(Material provided begins)
PR #119, opened 2018-05-24
README and LICENSE cleanups

sashko:


README.md
```diff
@@ -12,15 +12,17 @@ layer are specific for the PELUX image but can be used outside of this context.
...
-* meta-swupdate (https://github.com/sbabic/meta-swupdate)
+
+------------
+| meta layer             | git repo |
+| ---------------------- |----------|
+| poky                   | http://git.yoctoproject.org/cgit/cgit.cgi/poky |
+| meta-openembedded      | http://cgit.openembedded.org/meta-openembedded |
+| meta-virtualization    | http://git.yoctoproject.org/cgit/cgit.cgi/meta-virtualization |
+| meta-bistro            | https://github.com/Pelagicore/meta-bistro |
+| meta-swupdate          | https://github.com/sbabic/meta-swupdate |
```
frznlogic: I like the table , but can you align everything a little bit perhaps so it reads more nicely in pure text format as well?

sashko: I am not sure I have understood your comment: everything is well aligned.

frznlogic: the top line is too short, the end git repo column doesnt align, etc;)

frznlogic: Hm, it shouldn't and the docs you point to say that either or is possible? Look at the first vs the second example, both are valid, but the first one looks much cleaner if you see it in text formatting.

PR #120, opened 2018-05-29
pelux-image-update: fix path to sw-description

sashko:
Fixed path to sw-description and added SRVREV for it to get rid of the
warnings.

### DIFF
--- a/recipes-extended/images/pelux-image-update.inc
+++ b/recipes-extended/images/pelux-image-update.inc
@@ -19,7 +19,7 @@ IMAGE_DEPENDS = "${PELUXIMG}"
 SWUPDATE_IMAGES = "${PELUXIMG}"
 inherit swupdate
 
-FILESEXTRAPATHS_prepend := "${THISDIR}/pelux-image-update/:"
+FILESEXTRAPATHS_prepend := "${THISDIR}/pelux-image-update/raspberrypi3:"
 SRC_URI = " file://sw-description "
 SRC_URI_append_raspberrypi3 = " file://emmcsetup.lua "
 


FlorentRevest:
That looks great to me, thanks @sashko !

However, I have never seen that "file:///" trick before. Out of curiosity, do you know why we need to add that extra slash?

sashko:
(Material provided ends)
§ How to complete this task: For the material, state how many lines include the string "cgit"; the answer is that number alone.

§ Output for this task: 3